Mr. MCGRATH: Mm-hmm.

THOMPKINS: I mean, he's singing, you know, "One for My Baby," Harold Arlen and Jonny Mercer. He's singing Cole Porter.

Mr. MCGRATH: Mm-hmm.

THOMPKINS: You know, he's singing George and Ira Gershwin.

(Soundbite of song, "Someone to Watch Over Me")

Mr. SINATRA: (Singing) If there's a somebody I'm longing to see, I hope that she turns out to be someone who'll watch over me.

THOMPKINS: In that one film you can sort of see Frank Sinatra cementing his ultimate legend or myth as sort of this iconic figure that can transcend decades. And you kind of see Doris fading in the distance as someone who is going to be left in the '50s or in the early '60s.

Mr.

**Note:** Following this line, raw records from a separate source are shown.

PR #3170, opened 2022-06-20
removed gnu99 statement from meson recipe

Cyan4973:
this shouldn't be necessary.
Answers #3163 .

### DIFF
--- a/build/meson/meson.build
+++ b/build/meson/meson.build
@@ -12,7 +12,10 @@ project('zstd',
   ['c', 'cpp'],
   license: ['BSD', 'GPLv2'],
   default_options : [
-    'c_std=gnu99',
+    # There shouldn't be any need to force a C standard convention for zstd
+    # but in case one would want that anyway, this can be done here.
+    # 'c_std=gnu99',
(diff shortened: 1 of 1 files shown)


terrelln (approved):

build/meson/meson.build
```diff
@@ -12,8 +12,11 @@ project('zstd',
   ['c', 'cpp'],
   license: ['BSD', 'GPLv2'],
   default_options : [
-    'c_std=gnu99',
-    'cpp_std=c++11',
+    # There shouldn't be any need to force a C or C++ standard convention
+    # but in case one would want that anyway,
+    # this can be done here.
+    # 'c_std=gnu99',
+    # 'cpp_std=c++11',
```
terrelln: Actually we do need to keep this line, since pzstd requires c++ >= 11.

terrelln (changes requested):

build/meson/meson.build
Cyan4973: changed

terrelln (approved):

PR #3173, opened 2022-06-21
Update Copyright Comments

felixhandte:
T106302328 wants us to update to "`Meta Platforms, Inc. and affiliates`".

In addition, I cleaned up some lagging year ranges, rewriting their ends to "`present`". If there's a reason it should be an explicit year though, I can switch to "`2022`".

### DIFF
--- a/LICENSE
+++ b/LICENSE
@@ -2,7 +2,7 @@ BSD License
 
 For Zstandard software
 
-Copyright (c) 2016-present, Meta Platforms, Inc. and affiliates. All rights reserved.
+Copyright (c) 2016-2022, Meta Platforms, Inc. and affiliates. All rights reserved.
 
 Redistribution and use in source and binary forms, with or without modification,
 are permitted provided that the following conditions are met:
--- a/LICENSE
+++ b/LICENSE
@@ -2,7 +2,7 @@ BSD License
 
 For Zstandard software
 
-Copyright (c) 2016-present, Facebook, Inc. All rights reserved.
+Copyright (c) 2016-present, Meta Platforms, Inc. and affiliates. All rights reserved.
 
 Redistribution and use in source and binary forms, with or without modification,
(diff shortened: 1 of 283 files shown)


Cyan4973:
It seems we were told at some point that `present` wasn't a valid year, and that an actual date was necessary.

terrelln:
> It seems we were told at some point that present wasn't a valid year, and that an actual date was necessary.

That is not the latest guidance. We should move everything to a yearless copyright.

terrelln:
Just `Copyright (c) Meta Platforms, Inc. and affiliates.` is fine. https://www.internalfb.com/intern/wiki/Open_Source/Licenses/

JunHe77:
Sorry for just jumping in for a related copyright question. 😄 
Is a new file, like the new .S file in #3155 required to share copyright with Meta? I saw the check in [test-licens.py](https://github.com/facebook/zstd/blob/dev/tests/test-license.py#L117-L121), but [exceptions](https://github.com/facebook/zstd/blob/dev/tests/test-license.py#L60-L67) also exist.

Tachi107:
> In addition, I cleaned up some lagging year ranges, rewriting their ends to "`present`". If there's a reason it should be an explicit year though, I can switch to "`2022`".

I don't want to mess with corporation policies, but I'd recommend giving [this blog post](https://matija.suklje.name/how-and-why-to-properly-write-copyright-statements-in-your-code#why-not-bump-the-year-on-change) a quick read - in short routinely bumping copyright years isn't really that worth it :)

Cyan4973:
There is no more reference of any year in the copyright header.
Is that a wanted outcome ?

felixhandte:
@Cyan4973, that seems to be [the guidance](https://www.internalfb.com/intern/wiki/Open_Source/Licenses/).

Cyan4973 (approved):

PR #3398, opened 2022-12-22
spec update : require minimum nb of literals for 4-streams mode

### LINKED ISSUE #3316: Protocol question
when jump table field is exist what should be the smallest regenerated_size value? because if we take for example regenerated_size==5 than it could not split evenly in the 3 streams but regenerated_size 4 comply the spec formula.

what about regenerated_size=0?

Cyan4973:
Reported by @shulib :
the specification for 4-streams mode
doesn't work when the amount of literals to compress is 5 bytes. Extending it, it also doesn't work for sizes 1 or 2.

This patch updates the specification and the implementation to require a minimum of 6 literals to trigger or accept the 4-streams mode.

The impact is expected to be none over the ecosystem :
the 4-streams mode is never triggered for such small quantity of literals anyway, since it would be wasteful (it costs ~7.3 bytes more than single-stream mode). An informal lower limit is set at ~256 bytes,
so the technical minimum is very far from this limit.
On the other side, the decoder was already protected against scenario, and would already fail cleanly if presented with such request.

This is just meant for completeness of the specification.

Fix #3316

### DIFF
--- a/doc/zstd_compression_format.md
+++ b/doc/zstd_compression_format.md
@@ -435,7 +435,7 @@ They can be decoded first, and then copied during [Sequence Execution],
 or they can be decoded on the flow during [Sequence Execution].
 
 Literals can be stored uncompressed or compressed using Huffman prefix codes.
-When compressed, an optional tree description can be present,
+When compressed, a tree description may optionally be present,
 followed by 1 or 4 streams.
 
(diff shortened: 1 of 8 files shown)


felixhandte (approved):
LGTM.

Do we also want to submit an erratum to the RFC?

Cyan4973:
> Do we also want to submit an erratum to the RFC?

Yes, that would be a good follow up.

PR #3403, opened 2022-12-28
ZSTD_CCtx_setCParams

Cyan4973:
Inspired by @terrelln  in #3395,
offer a new capability to set all parameters defined in a `ZSTD_compressionParameters` structure with a single symbol invocation to improve user code brevity.

### DIFF
--- a/lib/compress/zstd_compress.c
+++ b/lib/compress/zstd_compress.c
@@ -664,7 +664,7 @@ size_t ZSTD_CCtx_setParameter(ZSTD_CCtx* cctx, ZSTD_cParameter param, int value)
         if (ZSTD_isUpdateAuthorized(param)) {
             cctx->cParamsChanged = 1;
         } else {
-            RETURN_ERROR(stage_wrong, "can only set params in ctx init stage");
+            RETURN_ERROR(stage_wrong, "can only set params in cctx init stage");
     }   }
 
     switch(param)
@@ -1103,8 +1103,15 @@ size_t ZSTD_CCtx_setParametersUsingCCtxParams(
 
 size_t ZSTD_CCtx_setCParams(ZSTD_CCtx* cctx, ZSTD_compressionParameters cparams)
 {
-    FORWARD_IF_ERROR(ZSTD_checkCParams(cparams), "");
+    DEBUGLOG(4, "ZSTD_CCtx_setCParams");
     assert(cctx != NULL);
+    if (cctx->streamStage != zcss_init) {
+        /* All parameters in @cparams are allowed to be updated during MT compression.
+         * This must be signaled, so that MT compression picks up the changes */
+        cctx->cParamsChanged = 1;
+    }
+    /* only update if parameters are valid */
+    FORWARD_IF_ERROR(ZSTD_checkCParams(cparams), "");
     cctx->requestedParams.cParams = cparams;
     return 0;
 }
--- a/lib/compress/zstd_compress.c
+++ b/lib/compress/zstd_compress.c
@@ -346,10 +346,13 @@ size_t ZSTD_CCtxParams_init(ZSTD_CCtx_params* cctxParams, int compressionLevel) 
 #define ZSTD_NO_CLEVEL 0
 
 /**
- * Initializes the cctxParams from params and compressionLevel.
+ * Initializes `cctxParams` from `params` and `compressionLevel`.
  * @param compressionLevel If params are derived from a compression level then that compression level, otherwise ZSTD_NO_CLEVEL.
  */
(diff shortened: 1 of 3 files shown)


lib/compress/zstd_compress.c
```diff
@@ -1098,6 +1101,14 @@ size_t ZSTD_CCtx_setParametersUsingCCtxParams(
     return 0;
 }
 
+size_t ZSTD_CCtx_setCParams(ZSTD_CCtx* cctx, ZSTD_compressionParameters cparams)
+{
+    FORWARD_IF_ERROR(ZSTD_checkCParams(cparams), "");
+    assert(cctx != NULL);
```
embg, line 1107: Are [these checks](https://github.com/facebook/zstd/blob/dev/lib/compress/zstd_compress.c#L1091-L1095) needed here?

lib/zstd.h
```diff
@@ -1740,17 +1740,22 @@ ZSTDLIB_STATIC_API size_t ZSTD_checkCParams(ZSTD_compressionParameters params);
...
 ZSTDLIB_STATIC_API
 size_t ZSTD_compress_advanced(ZSTD_CCtx* cctx,
-                                          void* dst, size_t dstCapacity,
-                                    const void* src, size_t srcSize,
-                                    const void* dict,size_t dictSize,
-                                          ZSTD_parameters params);
+                              void* dst, size_t dstCapacity,
+                        const void* src, size_t srcSize,
+                        const void* dict,size_t dictSize,
+                              ZSTD_parameters params);
```
embg, line 1758: Did you intend to update the indentation here?

embg (changes requested):
LGTM, just one small nit and one potential issue that might require changes (hence, I am requesting changes). Feel free to land if changes aren't required.

lib/zstd.h
```diff
@@ -1740,17 +1740,22 @@ ZSTDLIB_STATIC_API size_t ZSTD_checkCParams(ZSTD_compressionParameters params);
  *  This function never fails (wide contract) */
 ZSTDLIB_STATIC_API ZSTD_compressionParameters ZSTD_adjustCParams(ZSTD_compressionParameters cPar, unsigned long long srcSize, size_t dictSize);
 
+/*! ZSTD_CCtx_setCParams() :
+ *  Set all parameters provided within @cparams into the working @cctx
+ * @return 0 on success, or an error code (can be checked with ZSTD_isError()) */
```
embg, line 1745: It would be good to document that the user will lose out on some cParam validation: https://github.com/facebook/zstd/blob/89342d1e076e86e59d143ce2fa3b8e8af6f65b03/lib/compress/zstd_compress.c#L670-L944

lib/zstd.h
Cyan4973: Yes

lib/compress/zstd_compress.c
Cyan4973: Yes, some are,
the direct equivalent to reproduce would be : https://github.com/facebook/zstd/blob/dev/lib/compress/zstd_compress.c#L659

And, if the same logic is present multiple times, it would be better to factor it into a common function.

_edit_ : actually, the logic is slightly different.
This method is updating a specific bunch of parameters,
and they all belong to a category which is allowed to change during MT compression.

Btw, more parameters should be allowed to change during MT compression, but that's a completely different topic. See #3406 for an optional follow-up.

embg (approved):

embg:
Hm... I just thought of a possible issue. You are assuming all the parameters in `ZSTD_compressionParameters` are authorized for mid-frame updates. However, isn't windowLog not authorized?

Cyan4973:
That's a very good point @embg .
`windowLog` can't change during compression.
And I actually assumed that windowlog's stickiness was taken care of somewhere later in the pipeline.

That's indeed the case : 
https://github.com/facebook/zstd/blob/dev/lib/compress/zstdmt_compress.c#L1072

That being said, I agree this situation is not clear for users, so adding a code comment to specify this behavior would be helpful.

embg:
> That's indeed the case : https://github.com/facebook/zstd/blob/dev/lib/compress/zstdmt_compress.c#L1072

Thanks for the pointer. Another question for my own understanding: how does this work for single-threaded compression? E.g. if ZSTD_CCtx_setCParams() is called in the middle of a frame, during streaming compression?

Cyan4973:
> Another question for my own understanding: how does this work for single-threaded compression? E.g. if ZSTD_CCtx_setCParams() is called in the middle of a frame, during streaming compression?

If (allowed) parameters are changed during single-threaded streaming compression, actually nothing changes for the current compression session.

Changes are merely registered into `requestedParameters`, while ongoing compression uses `appliedParameters`.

MCGRATH: Well, I think what's so amazing about her as an actress is that because she's so truthful, and she's wonderful in "Young at Heart," she does something that very few actresses or actors were ever able to do when they appeared with Frank Sinatra in a movie; she kind of humanizes him.

THOMPKINS: Absolutely. Absolutely. And so what is your favorite Doris Day movie? Is it "Please Don't Eat the Daisies?"

Mr. MCGRATH: No. You know, in a way I don't have a single favorite. I always, if I'm flipping channels and I come to one, I drop the channel clicker. And I, you know, really part of the joy of her is how beautiful she is.

THOMPKINS: She was a lovely woman. I think you even said in your article, "A lovely woman with a nice figure."

Mr. MCGRATH: Well, she's, you know, John Updike famously, he wrote a poem about his crush on her. And he wasn't shy about mentioning the - some of the features which were...

(Soundbite of laughter)

Mr. MCGRATH: She has a beautiful front porch, a beautiful back porch. You know, she's a very attractive woman and her coloring is really fetching. It's like -she's like a Valentine.

THOMPKINS: Well, thank you so much for talking to us.

Mr. MCGRATH: You're very welcome.

THOMPKINS: Douglas McGrath is a writer and filmmaker. He joined us from the NPR bureau in New York.

(Soundbite of song, "It's Magic")

Ms. DAY: (Singing) When we walk hand in hand, the world becomes a wonderland. It's magic.

THOMPKINS: This is WEEKEND EDITION from NPR News. I'm Gwen Thompkins.